1671714466983300 [3135137:139992669746944] /clickhouse-odbc/driver/driver.h:250 in operator(): HY000 (HTTP status code: 500
Received error:
Code: 373. DB::Exception: Session is locked by a concurrent client. (SESSION_IS_LOCKED) (version 22.3.9.19 (official build))

)
1671714466983419 [3135137:139992669746944] /clickhouse-odbc/driver/api/odbc.cpp:1594 in SQLEndTran: SQLEndTran
1671714466983434 [3135137:139992669746944] /clickhouse-odbc/driver/api/odbc.cpp:57 in SQLFreeHandle: SQLFreeHandle handleType=3 handle=0x7f5284001cc0
1671714468120829 [3135137:139993351079680] /clickhouse-odbc/driver/api/odbc.cpp:72 in SQLFreeStmt: SQLFreeStmt option=0
1671714468121128 [3135137:139993351079680] /clickhouse-odbc/driver/api/odbc.cpp:57 in SQLFreeHandle: SQLFreeHandle handleType=3 handle=0x7f52ac011150

and it slows everything down even if it succeeds.

bkuspayev commented 1 year ago

any solution? We faced the same issue. May be any temporary solution for make it work?

mshustov commented 12 months ago

The problem is that SAS (or another tool) does SELECT * FROM table, which crashes the server.
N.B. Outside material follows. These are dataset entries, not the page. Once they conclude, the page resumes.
PR #3196, opened 2026-05-26
Plugin UI quality-of-life improvements

zas:
## Summary

* This is a…
  * [x] Bug fix
  * [x] Feature addition
  * [ ] Refactoring
  * [ ] Other

A collection of small plugin UI improvements: security warning on install, better visual feedback, bug fixes, and keyboard accessibility.

## Problem

Several small UX issues in the plugin management UI:
- No general security warning when installing plugins
- Hardcoded colors breaking dark themes
- Double separator in context menu
- No keyboard shortcut for enable/disable
- "New Version" column showing "Available" instead of actual version info
- Status log limited to 3 messages with fixed pixel height

## Solution

1. **Security warning** on plugin install dialog with "don't show again" checkbox
2. **Bold plugin name** and clickable repository URL in install confirm dialog
3. **Default ref** shown more prominently in ref selector (bold "Recommended:" prefix)
4. **Fix double separator** in plugin list context menu
5. **Replace hardcoded color** in "plugins unavailable" warning with theme-aware icon + bold text
6. **Space key shortcut** to toggle plugin enabled/disabled state
7. **Fix update version display** for UpdateCheck objects (regression from c9a616f0f)
8. **Improve status log**: font-scaled height, full history with scroll, show plugin count only on change

## AI Usage

* [ ] No AI/LLM use
* [ ] Primarily AI developed

AI proposed changes; human reviewed, tested interactively, and directed design decisions.

## Action

Additional actions required:

### DIFF
--- a/picard/ui/options/plugins.py
+++ b/picard/ui/options/plugins.py
@@ -58,6 +58,7 @@ class Plugins3OptionsPage(OptionsPage):
 
         # Cache plugin manager for performance
         self.plugin_manager = self.tagger.get_plugin_manager()
+        self._last_plugin_count = 0
 
         self.setup_ui()
         if self.plugin_manager:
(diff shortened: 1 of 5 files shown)


rdswift (commented):
Looks good, and seems to work well when I tested it here.  The only thing I noticed was that there doesn't seem to be any way to reset the `show_plugin_install_warning` flag once it has been disabled.  I wonder if there should be something like the "Reset tutorial and setup wizard..." button in the User Interface options page, or perhaps something to allow resetting all those type of UI warnings to enabled?

zas:
> Looks good, and seems to work well when I tested it here. The only thing I noticed was that there doesn't seem to be any way to reset the `show_plugin_install_warning` flag once it has been disabled. I wonder if there should be something like the "Reset tutorial and setup wizard..." button in the User Interface options page, or perhaps something to allow resetting all those type of UI warnings to enabled?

If there's no way to change this logic in SAS, you can work it around by setting max_query_size. but you need to be aware that SAS won't have all the data retrieved from DB.

mshustov commented 11 months ago

@bkuspayev, what driver version do you use? The latest version generates a random session id for connections https://github.com/ClickHouse/clickhouse-odbc/releases/tag/v1.2.1.20220905

bkuspayev commented 11 months ago

@mshustov thank you for quick response, I'm using the exact same version as you mentioned: v1.2.1.20220905

mshustov commented 11 months ago

@bkuspayev do you specify a session name manually? https://github.com/ClickHouse/clickhouse-odbc/pull/398/files#diff-bf39b744552791b8ebec2bcfdab832d997df90796ebf432e5c5fb13ce903df1bR118

bkuspayev commented 11 months ago

I'm not familiar with the internal workings of SAS and its session naming conventions. I haven't made any manual modifications on my end. Here are the parameters from the ODBC ini file:

[Clickhouse] Driver: /sas/clickhouse-odbc-1.2.1-Linux/lib64/libclickhouseodbc.so Url: http://user@server:8123/query?database=db&buffer_size=30000&wait_ens_of_query=0&session_timeout=1 DriverUnicodeType: 1 DriverLog: on Timeout: 5000 Connection: Unique

Let me know if you need further information.